Can they be setup for sampling rates? How long will they record for before filling up or over writing the data?

FWIW: Media in a freezer may be used as a desiccant only - i.e. Only to dry the air to mitigate/eliminate condensation and/or mold. Thinking through that a bit more - speculation. I have "0" experience with a box that large, so maybe I'll just STFU. 

Thanks for you patience, understanding & assistance.


----------



## Dual-500 (Feb 20, 2012)

I went ahead and ordered a couple of the sensorpush data loggers - thinking they'll be great. Read a little more about them, they'll store at least 20 days of data. Did a next day at Amazon for them, so they could arrive as soon as tomorrow.

My setup went completely out of whack when I changed the media out. I washed it in a screen strainer to remove fine dust particles. Dried in the oven at 325 for a couple of hours in large stainless steel bowles. RH still climbs even with only one pan inside, so it must need more drying. I'll update the build thread once I figure it out.

House is 45% RH @ 75F inside. Rule of thumb is RH doubles with every 20F decrease in temperature. Or, 5% per degree F. Cooling to 68F right now so ambient air will raise ~35% to reflect the 7F temperature drop or be 75-80% which is what I'm seeing.

The media right now needs to be absorbing moisture and it's probably not going to dry out enough sitting on top of the cooler in the room - back into the oven tonight.


----------



## selpo (Nov 4, 2015)

I have four of them and you can calibrate them as well. Mine were off about 2-3% each. Now. I can see all four instant readings in one screen and when I need to see the trend, just check on each sensor individually.

You will like them.


----------



## Dual-500 (Feb 20, 2012)

Yeah, I do believe I will like them. Need to get the new batch of KL dried out and get things settled back down in my setup. LOL!

Thanks for sharing expertise. I'll post results on the build thread.


----------



## Dual-500 (Feb 20, 2012)

My math was AFU.

45% ambient at 75F corrected to 68F goes like this:

45% RH x 35% = 15.75% RH + 45% RH = 60.75% RH. Which means, the media is still too damp, but still needs a bit of moisture to bring things up from 60.75% RH corrected.

I hope this makes sense.


----------



## Uncle Clark's Collection (Oct 12, 2016)
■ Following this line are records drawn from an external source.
PR #356, opened 2025-05-24
Remove ifdef's and other autotools w/a

evelikov:
~~As the title suggests this is a bit of a mix and match PR, where one commit led to the other and ... Let's just say it grew organically, into this unexpected shape.~~

~~See individual commits for details and let me know if it helps to split things into separate PRs.~~

Edit: remove unrelated commits, keep only autotools related workarounds

For a while we've been converging on `if HAVE` - both at pre-coprocessor and compiler level. There were a few instances remaining, required by the autotools macros/helpers that we used. With autotools gone, we can convert those.

While here, we can also remove another autotools workaround - support for in-tree builds. Meson mandates out-of-tree builds.

### DIFF
--- a/meson.build
+++ b/meson.build
@@ -27,8 +27,6 @@ cc = meson.get_compiler('c')
 # We rely on the glibc variant of basename, et al.
 cdata.set10('_GNU_SOURCE', true)
 
-# TODO: Once meson-only, adjust all #ifdef X to if X and convert .set to .set10
-
 ################################################################################
 # Function and structure checks
 ################################################################################
@@ -38,9 +36,7 @@ _funcs = [
   'secure_getenv',
 ]
 foreach func : _funcs
-  if cc.has_function(func, args : '-D_GNU_SOURCE')
-    cdata.set('HAVE_@0@'.format(func.to_upper()), true)
-  endif
+  cdata.set10('HAVE_@0@'.format(func.to_upper()), cc.has_function(func, args : '-D_GNU_SOURCE'))
 endforeach
 
 # Meson has some amount of support for finding builtins by passing the symbol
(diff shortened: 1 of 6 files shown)


stoeckmann:
The changes itself look good, but I dislike this mixture in a single PR. Especially dropping dietlibc support in such a mixture.

It's not like I care too much about specific libraries out there, but if you break support for whatever systems out there and it's such a "let's do various things in a single PR with a funny overly long title" which is linked and discussed, it's a recipe for bad spotlight on kmod which it simply doesn't deserve, considering its past development structure.

Same goes for C99. It's important enough as a decision to have its own PR, although I doubt that anyone would mind by this date and time.

stoeckmann (approved):

meson.build
```diff
@@ -457,6 +459,7 @@ kmod_sources = files(
 kmod = executable(
   'kmod',
   kmod_sources,
+  c_args : '-DHAVE_FINIT_MODULE=0',
```
lucasdemarchi, line 462: we need at least a better commit message. It doesn't really make sense to have HAVE_FINIT_MODULE=0 hardcoded. In that case why don't we **drop** it and always use the call via syscall()?

scripts/setup-modules.sh
```diff
@@ -3,14 +3,10 @@
...
-MODULE_PLAYGROUND=$3
+MODULE_PLAYGROUND=$2
 
-# TODO: meson allows only out of tree builds
-if test "$SRCDIR" != "$BUILDDIR"; then
-    mkdir -p "$MODULE_PLAYGROUND"
-    cp --archive "$SRCDIR/$MODULE_PLAYGROUND/"* "$MODULE_PLAYGROUND/"
-fi
+mkdir -p "$MODULE_PLAYGROUND"
+cp --archive "$SRCDIR/$MODULE_PLAYGROUND/"* "$MODULE_PLAYGROUND/"
```
lucasdemarchi, line 9: this relies on $MODULE_PLAYGROUND being relative and $CWD being the builddir... Humn.. we could have dropped the $BUILDDIR arg long ago and just check $SRCDIR vs $CWD?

Thank you all for the advice! I have ordered everything except the storage bins because I don't have a freezer yet and want to get the correct size. I ordered slightly different items and will post pics once I get it all in. I have decided to store the boxes of cigars like selpo. I will do a blend of selpo and Dual-500 for the loose sticks. Going to put them in my cedar lined humidors then place those inside bins with Boveda both inside the humidors and inside the bins. I may still have to put some media on the outside of the bins but inside the freezer to attempt to keep some moisture outside the boxes. Please comment if you think I am effing up here! So far I have only used the forum from my iPad. I may have to switch to my desktop to add pics. Once again, I really appreciate the advice and welcome any criticism to my approach.


----------



## Dual-500 (Feb 20, 2012)

^ Don't be afraid to step outside the box and experiment. When doing the initial setup on my rig I looked at several build threads and borrowed from them all. A thread by a member named Kachong comes to mind as it was particularly useful. He did plenty of research and had lots of science in his build using a freon based cooling system. I ran my second system, the current one, about two weeks and did plenty of testing as I developed the configuration and solution - fans, timers, etc. I suggest you do the same - set it up in a mock up and test everything first.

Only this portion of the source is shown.